Другое дело — Владислав Ходасевич — автор термина «клюевщина», описывающего мужицкую программу ожидания нового Разина, который первым в России пустит красного петуха и устроит великий пожар (кстати, энтузиазм, с которым Клюев принял участие в большевистском перевороте, подтвердил интуицию петербургского критика, хотя автор «Пожарища» от революционного жара быстро остыл и сделался страстным защитником остатков патриархальной Руси). Политический имидж не позволил Владиславу Фелициановичу разглядеть в Клюеве великого поэта, хотя критиком он был искушенным.
Ясное дело, Николай Клюев раздражал. Было в нем нечто от юродивого, не от мира сего. Это же есть и в раскольнице Люсе из Загубья, которая может шепнуть, что на прошлой неделе беседовала с отцом Корнилием Палеостровским (знаменитый монах, живший несколько веков назад[173]), и с улыбочкой посмотреть — как я отреагирую. То же я почувствовал у самоедского тадибея на Ямале, который на вопрос о шамане вручил мне испорченный радиоприемник.
И раскольница Люся, и самоедский тадибей, и поэт Клюев — из тех людей, которые видят больше, чем простой обыватель, и знают об этом. Поэтому они иногда смеются, иногда иронизируют, иногда валяют дурака. Своего рода защитная реакция.
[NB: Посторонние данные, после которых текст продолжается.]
PR #1544, opened 2021-08-05
Allow Infection test suite to be executed in parallel using Paratest

maks-rafalko:
2 goals here:

1. This is much faster (5 seconds for `vendor/bin/paratest` instead of 24 seconds for `vendor/bin/phpunit`)
2. This is the first step for supporting new Test Framework Adapter - Paratest, to run initial tests suite run using `paratest` instead of `phpunit`

For now, just for the local usage

### DIFF
--- a/src/Command/RunCommand.php
+++ b/src/Command/RunCommand.php
@@ -485,7 +485,7 @@ final class RunCommand extends BaseCommand
     ): void {
         $locator = $container->getRootsFileOrDirectoryLocator();
 
-        if ($customConfigPath = (string) $io->getInput()->getOption(self::OPTION_CONFIGURATION)) {
+        if (($customConfigPath = (string) $io->getInput()->getOption(self::OPTION_CONFIGURATION)) !== '') {
             $locator->locate($customConfigPath);
         } else {
             $this->runConfigurationCommand($locator, $io);
--- a/src/Process/Factory/InitialTestsRunProcessFactory.php
+++ b/src/Process/Factory/InitialTestsRunProcessFactory.php
@@ -38,7 +38,9 @@ namespace Infection\Process\Factory;
 use Infection\AbstractTestFramework\TestFrameworkAdapter;
 use Infection\Process\OriginalPhpProcess;
 use function method_exists;
+use PackageVersions\Versions;
 use Symfony\Component\Process\Process;
+use function version_compare;
 
 /**
  * @internal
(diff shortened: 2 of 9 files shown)


src/Command/RunCommand.php
```diff
@@ -485,7 +485,7 @@ private function startUp(
     ): void {
         $locator = $container->getRootsFileOrDirectoryLocator();
 
-        if ($customConfigPath = (string) $io->getInput()->getOption(self::OPTION_CONFIGURATION)) {
+        if (($customConfigPath = (string) $io->getInput()->getOption(self::OPTION_CONFIGURATION)) !== '') {
```
maks-rafalko, line 488: this is because of the upgraded `symfony/console`, PHPStan complained

tests/phpunit/FileSystem/FileSystemTestCase.php
```diff
@@ -84,9 +86,16 @@ protected function tearDown(): void
 
     final protected static function removeTmpDir(): void
     {
+        $testToken = getenv('TEST_TOKEN');
+
         (new Filesystem())->remove(
             normalizePath(
-                realpath(sys_get_temp_dir()) . '/' . self::TMP_DIR_NAME
+                sprintf(
```
maks-rafalko, line 93: when tests are executed on parallel, different threads started to remove the temp folders of another thread. We need to have different folders for each thread, which is done here

src/Process/Factory/InitialTestsRunProcessFactory.php
```diff
@@ -77,7 +79,7 @@ public function createProcess(
 
         $process->setTimeout(null); // Ignore the default timeout of 60 seconds
 
-        if (method_exists($process, 'inheritEnvironmentVariables')) {
+        if (method_exists($process, 'inheritEnvironmentVariables') && version_compare(Versions::getVersion('symfony/console'), 'v4.4', '<')) {
```
sidz, line 82: why do we need to have an additional condition which uses ocramius/package-versions here? does `method_exists` not cover our case?

maks-rafalko: Tried to explain it in the commit message:

> Call `$process->inheritEnvironmentVariables();` only when it exists AND is not deprecated
> Otherwise, it does not make sense because starting from `syfmony/console` 4.4 environment variable are inhereted automatically, and calling deprecated methods fails the tests

We have a job that does `composer install ... --prefer-lowest`. After some dependencies upgrade, this job started installing `symfony/console:4.4.0` instead of `symfony/console:3.*`.

In `symfony/console:4.4.*` the method  `inheritEnvironmentVariables()` exists, but calling it produces a deprecation notice, which [failed the build](https://github.com/infection/infection/runs/3257362627#step:7:134)

So, technically we need to call this method when it exists and and it does something, but in `4.4.*` id does nothing (see the deprecation message: `...env variables are always inherited`).

The final result

* < 4.4.0 - `inheritEnvironmentVariables()` method exists and we should call it
* = `4.4.*` - `inheritEnvironmentVariables()` method exists but we should not call it
* > `4.4.*` - `inheritEnvironmentVariables()`method does not exist

sidz: ah. I've forgot that we still support symfony packages < 4.4.

Issue #1519, opened 2021-05-10
Speed up Infection runs by remembering which test killed a mutant


MidnightDesign:
As @maks-rafalko pointed out to me on Discord, Infection currently runs the tests for a mutant in order from fastest to slowest, but if the killing test is the slowest, it will always be run last.

It might be beneficial for Infection to remember (i.e. save in a file on disk, for example) which test killed a mutant so it can run that test first the next time. If that test wasn't run the last time or or if it doesn't kill the mutant, it could fall back to the current system.

This strategy would be most beneficial in development environments, but it could potentially also be used in CI by committing the mutant -> test map to the repository.

maks-rafalko:
@MidnightDesign feel free to experiment with the first implementation https://github.com/infection/infection/pull/1549

maks-rafalko:
Implemented in #1549

PR #1547, opened 2021-08-07
For Mutant's phpunit.xml, set `executionOrder="default"` to prevent random ordering of the tests since we need them to be sorted (fastest - first)

maks-rafalko:
During the work on https://github.com/infection/infection/issues/1519, found that we have a critical bug. We always said we run the tests from fastest to slowest, hoping that the fastest tests fail first. It's true, unless the original `phpunit.xml` has an `executionOrder=random` attribute set (closest example - Infection's test suite itself).

---

When Infection builds Mutant's `phpunit.xml` file, we add `<file>` tags, sorted by tests execution time, so that the fastest tests runs first.

But when the original `phpunit.xml` contains `executionOrder="random"`, it was inherited to Mutant's `phpunit.xml` and broke the order, running the tests in a random order each time `infection` was executed.

This also explains why I got different execution time of Infection for the project with *slow functional* tests (there is the same issue for unit tests, but they are fast enough so this issue is not visible).

When Mutant is covered by 1000 functional tests, and tests are executed by random, it can be killed by the first test in run `#1` and can be killed by 1000-th test in run `#2`, if the killing test is executed the last.

With this update, all the tests will be executed in the same orders (fastest - first) in all the infection runs.

For more clarity, this is what happens in `master` right now with executing the same command 2 times:

```bash
'phpunit' '--configuration' 'infection/phpunitConfiguration.96749d7e4a15eec4f82a2413a56b5fba.infection.xml
```

`#1` run:

```bash
PHPUnit 9.5.7 by Sebastian Bergmann and contributors.

Random Seed:   1628355728

Testing 
.............................................................   61 / 1404 (  4%)
.............................................................  122 / 1404 (  8%)
.............................................................  183 / 1404 ( 13%)
.............................................................  244 / 1404 ( 17%)
.............................................................  305 / 1404 ( 21%)
.............................................................  366 / 1404 ( 26%)
.............................................................  427 / 1404 ( 30%)
.............................................................  488 / 1404 ( 34%)
E

Time: 01:05.354, Memory: 459.00 MB

There was 1 error:
```

`#2` run:

```bash
PHPUnit 9.5.7 by Sebastian Bergmann and contributors.

Random Seed:   1628355731

Testing 
.............................................................   61 / 1404 (  4%)
.............................................................  122 / 1404 (  8%)
.............................................................  183 / 1404 ( 13%)
.............................................................  244 / 1404 ( 17%)
..E

Time: 00:49.420, Memory: 349.00 MB

There was 1 error:
```

^ you can see that tests were executed in a random order, and the killing test was 499th in the `#1` run, and 245th in the `#2` run

### DIFF
--- a/src/TestFramework/AbstractTestFrameworkAdapter.php
+++ b/src/TestFramework/AbstractTestFrameworkAdapter.php
@@ -154,7 +154,8 @@ abstract class AbstractTestFrameworkAdapter implements TestFrameworkAdapter
             $tests,
             $mutantFilePath,
             $mutationHash,
-            $mutationOriginalFilePath
+            $mutationOriginalFilePath,
+            $this->getVersion()
         );
     }
 
--- a/src/TestFramework/Config/MutationConfigBuilder.php
+++ b/src/TestFramework/Config/MutationConfigBuilder.php
@@ -55,7 +55,8 @@ abstract class MutationConfigBuilder
         array $tests,
         string $mutantFilePath,
         string $mutationHash,
-        string $mutationOriginalFilePath
+        string $mutationOriginalFilePath,
+        string $version
     ): string;
 
     protected function getInterceptorFileContent(string $interceptorPath, string $originalFilePath, string $mutantFilePath): string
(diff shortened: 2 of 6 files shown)


sidz (approved):
:+1:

Если собрать все портреты Николая Клюева, оставленные теми, кто его знал, мы увидим человека непростого, самим своим существованием ломающего условности и стереотипы. Неудивительно, что для многих эта фигура оставалась загадкой и большинство современников ее профанировали. Не понимали, упрощали.
Тем ценнее одно из немногочисленных иностранных свидетельств — воспоминания итальянского русиста Этторе Ло Гатто[174], познакомившегося с олонецким поэтом в Ленинграде в 1929 году и помогшего Клюеву спасти его opus magnum, прекрасную поэму «Погорельщина» (тайком вывез на Запад). Ло Гатто еще раньше слышал от Ходасевича и других столичных мэтров о Николае Алексеевиче — якобы тот переодевается мужиком и изображает старообрядца — и решительно утверждает: «…Едва познакомившись с ним лично, я отчетливо понял, что Клюев не позер. О прошлом я сказать ничего не могу, но во время наших встреч он был далек от какого бы то ни было притворства. Наоборот, его отличала простота человека, который дорого заплатил за свои убеждения и веру и готов платить дальше». Важное наблюдение Ло Гатто: автор «Погорельщины» в гораздо большей степени сохранил свои крестьянские корни, чем маньерист Сергей Есенин. Прежде всего — подлинную мужицкую веру.